What is the advantage of the median when compared to the mean? Consider the following data on the heights of 5 students, in centimeters: 158,  169,  1600,   170,   163. Note that the data have an extreme value, i.e. 1600 cm. This may be due to mistyping when entering the data; 160 was accidentally recorded as 1600. The mean of the data is 452 cm. If all the data were entered correctly, the mean would be 164 cm. So, with the extremely large value, the incorrectly-calculated mean deviates far from the true mean. But, if the median was applied, we would get 169 cm as the median. Either the data were correctly or incorrectly entered, we will get 169 cm as the median. Median is not affected by extremely large or small values.

 

What is the formula for determining the median? Suppose that we are examining n data at ordinal scale, sorted from the smallest to the largest as follows: X1, X2, X3, …, Xn. (Thus, X1 ≤ X2 ≤ X3 ≤ … ≤ Xn) The median (Q2) of the data is X_t, where t = \frac{n+1}{2}.

 

Example 1

The following are the math quiz marks of 7 students.: 60, 78, 52, 44, 88, 76, 50. Find the median.

Answer

Sort the data from smallest to largest. This gives 44, 50, 52, 60, 76, 78, 88, Let X1 = 44, X2 = 50, X3 = 52, X4 = 60, X5 = 76, X6 = 78, and X7 = 88. In this case, n = 7. Thus, t = \frac{7+1}{2} = 4. As a result, the median is Q2 = X4 = 60.

 

Example 2

Below are sample data on the travel time (in minutes) from home to school of 8 students.

40, 15, 45, 45, 30, 60, 15, 20

Half of the students reach school (from home) less than or equal to how many minutes?

Answer

Sort the data from smallest to largest. This results in the following.

15, 15, 20, 30, 40, 45, 45, 60

Let X1 = X2 = 15, X3 = 20, X4 = 30, X5 = 40, X6 = X7 = 45, and X8 = 60. In this case, n = 8. Thus, t = \frac{8+1}{2} = 4.5. So, the median is X4.5. Since 4 < 4.5 < 5 and 4.5 is exactly halfway between 4 and 5, by linear interpolation we calculate the median as follows.

Q_2 = \frac{X_4 + X_5}{2} = \frac{30+40}{2} = 35

Consequently, half of the students reach school less than or equal to 35 minutes.

 

If the data are presented in a frequency distribution table, how to compute the median?  The following formula applies.

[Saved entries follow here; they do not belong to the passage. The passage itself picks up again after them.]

PR #6709, opened 2023-12-08
Remove progress animation on streaming

aliabid94:
Fixes: #1494 

Also improves UI when streaming from webcam. To test:

```python
import gradio as gr

def iden(img):
    return img

with gr.Blocks() as demo:
    with gr.Row():
        input_img = gr.Image(sources=["webcam"])
        output_img = gr.Image()
        input_img.stream(lambda x:x, input_img, output_img)

if __name__ == "__main__":
    demo.launch(show_api=False) 
```

```python
import gradio as gr

def iden(img):
    return img

with gr.Blocks() as demo:
    with gr.Row():
        input_img = gr.Audio(sources=["microphone"])
        output_img = gr.Audio()
        input_img.stream(lambda x:x, input_img, output_img)

if __name__ == "__main__":
    demo.launch(show_api=False) 
```


js/image/shared/ImageUploader.svelte
```diff
@@ -153,7 +154,8 @@
 	{/if}
 	<div class="upload-container">
 		<Upload
-			hidden={value !== null || active_tool === "webcam"}
+			hidden={value !== null ||
```
freddyaboulton, line 157: Should we disable upload progress from the webcam in general? Still seeing it when you take a picture from webcam without streaming.

webcam_upload_progress

Other than that (and the type error) this looks good to me! Thanks for the fix

abidlabs:
@nateraw will be happy we finally got around to this issue!

js/image/shared/ImageUploader.svelte
pngwn: I really think we should just use the local binary data for the preview image (same for all media) with a subtle uploading animation + block the submit button/ submit target until it is done.

For another PR though. Will open an issue.

Issue #3851, opened 2023-04-14
setting css not effective


17818587795:
### Describe the bug

Unable to add background color to Button

### Is there an existing issue for this?

- [X] I have searched the existing issues

### Reproduction

```python
import gradio as gr

with gr.Blocks(css="#warning {background-color: red}  .feedback {font-size: 24px}") as demo:
    box1 = gr.Textbox(value="Good Job", elem_classes="feedback")
    box2 = gr.Button(value="Failure", elem_id="warning", elem_classes="feedback")

if __name__ == "__main__":
    demo.launch(debug=True)
```

### Logs

```shell
no logs
```

### System Info

```shell
3.23.0
```

### Severity

annoying

gtm-nayan:
There are two problems here,
1. There is a background-image property, that's drawn over the background-color. So, even if your style for background is actually applying to the element, it's going to covered by the gradient that's set as the background-image.

2. Your font-size from feedback won't apply to the element, because `.lg.svelte-xyz` will have more specificity than just `.feedback`.

The workarounds specific to this example would be to set background-image to none in your css and repeat the feedback class to be `.feedback.feedback`, but I doubt the workarounds will be of much use in general.

abidlabs:
Hi @17818587795 for the custom css, you have to look at the inspector console to figure out how to target your elements correctly. And, if you use custom classes, you may have to use "!important" for specificity as @gtm-nayan points out. If you do go down this route, you can achieve what you want like this:

```py
import gradio as gr

css = """
#warning {background: red;} 

.feedback {font-size: 24px !important;}
.feedback textarea {font-size: 24px !important;}
"""

with gr.Blocks(css=css) as demo:
    box1 = gr.Textbox(value="Good Job", elem_classes="feedback")
    box2 = gr.Button(value="Failure", elem_id="warning", elem_classes="feedback")
    
demo.launch()
```

which produces this:

<img width="576" alt="image" src="https://user-images.githubusercontent.com/1778297/232513804-5cadd217-91ae-4bce-bf0a-7f1f02363f3b.png">

However, custom css isn't a recommended approach in Gradio and it may not work consistently across Gradio versions. What we recommend instead is to use themes: https://gradio.app/theming-guide/

PR #6738, opened 2023-12-11
reload on css changes + fix css specificity

### LINKED ISSUE #6735: Dev mode does not reload custom css

When running dev mode either normally or via the cc dev command, custom csss is not reloaded. You have to restart the server manually.

### LINKED ISSUE #6736: Writing custom css is frustrating

Writing custom css is incredibly frustrating, to the point where I'm not sure how people have the patience to even bother. 

We need to improve this somehow. Have a few ideas that I'll add shortly.

pngwn:
## Description

This has been driving me up the wall all weekend, so here is a fix.

- Ensure the app reloads + css is correctly applied when CSS files in a watch dir are edited. cc @freddyaboulton 
- Ensure CSS is correctly applied when CSS (as a string) changed.
- Make working with custom CSS much simpler (genuine fix for #3851) cc @aliabid94 @abidlabs 

This should work fine now with no need for `!important` modifiers or other CSS hacks:

```python
import gradio as gr

css = """
#custom-md h1 {
  color: hotpink;
}

.custom-md h2 {
  color: orange;
}
"""

  gr.Markdown("# Heading one", elem_id="custom-md")
  gr.Markdown("## Heading two", elem_classes=["custom-md"])

demo.launch()
```

We do this by modifying the selectors passed by a user, prepending them with a series of addition selectors to increase their specificity enough that they override the svelte hashed classes. It's hacky but should be relatively robust.

Closes #6735. Closes #6736.

### DIFF
--- a/js/app/src/css.ts
+++ b/js/app/src/css.ts
@@ -18,3 +18,39 @@ export function mount_css(url: string, target: HTMLElement): Promise<void> {
 		target.appendChild(link);
 	});
 }
+
+export function prefix_css(
+	string: string,
+	version: string,
+	style_element = document.createElement("style")
+): HTMLStyleElement {
+	//  create style element
+	style_element.remove();
+
+	const stylesheet = new CSSStyleSheet();
+	stylesheet.replaceSync(string);
+
+	const rules = stylesheet.cssRules;
+
+	let css_string = "";
+
+	for (let i = 0; i < rules.length; i++) {
+		const rule = rules[i];
+
+		if (rule instanceof CSSStyleRule) {
+			const selector = rule.selectorText;
+			if (selector) {
+				const new_selector = selector
+					.split(",")
+					.map((s) => `.gradio-container-${version} .contain ${s.trim()}`)
+					.join(",");
+
+				css_string += rule.cssText.replace(selector, new_selector);
+			}
+		}
+	}
+	style_element.textContent = css_string;
+
+	document.head.appendChild(style_element);
+	return style_element;
+}
--- a/js/app/src/css.ts
+++ b/js/app/src/css.ts
@@ -24,7 +24,6 @@ export function prefix_css(
 	version: string,
 	style_element = document.createElement("style")
 ): HTMLStyleElement {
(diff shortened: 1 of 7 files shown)


js/app/src/css.ts
```diff
@@ -18,3 +18,39 @@ export function mount_css(url: string, target: HTMLElement): Promise<void> {
...
+		if (rule instanceof CSSStyleRule) {
+			const selector = rule.selectorText;
+			if (selector) {
+				const new_selector = selector
+					.split(",")
+					.map((s) => `.gradio-container-${version} .contain ${s.trim()}`)
+					.join(",");
+
+				css_string += rule.cssText.replace(selector, new_selector);
+			}
```
pngwn, line 49: Lets leave the existing styles in as well, as they are, in case they are targetting something outside of the gradio app + to avoid breaking changes.

pngwn:
`gradio cc dev` was completely broken on main because of a dependency issues, I've fixed that in this branch too.

pngwn:
Need to merge to check some other issues. Feel free to review and I'll address anything in another PR

js/app/src/css.ts
```diff
@@ -18,3 +18,42 @@ export function mount_css(url: string, target: HTMLElement): Promise<void> {
...
+				const new_selector = selector
+					.split(",")
+					.map(
+						(s) =>
+							`gradio-app .gradio-container.gradio-container-${version} .contain ${s.trim()}`
+					)
+					.join(",");
+
+				css_string += rule.cssText;
+				css_string += rule.cssText.replace(selector, new_selector);
```
abidlabs, line 51: Nice. I don't think repeating a css rule should have any (non-performance-related) downsides so this should be good

abidlabs:
Cool, looks great to me @pngwn! Thanks for dogfooding this workflow :)

js/app/src/css.ts
pngwn: The number of rules should generally be pretty modest, so I think the performance should be ok.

Q_2 = L_2 + \frac{n/2 - (\Sigma f)_2}{f_M} \cdot c …………………………………………………………………………………………………………………………………………………………. (*)

where

L2 = the lower class boundary (LCB) of the median class

n = sum of all frequencies (= the number of data)

(Ʃf)2 = the number of data whose values are less than L1

fM = the frequency of the median class

c = the median class’ width

(Regarding LCB and class width, please refer to The Anatomy of Frequency Distribution Tables.)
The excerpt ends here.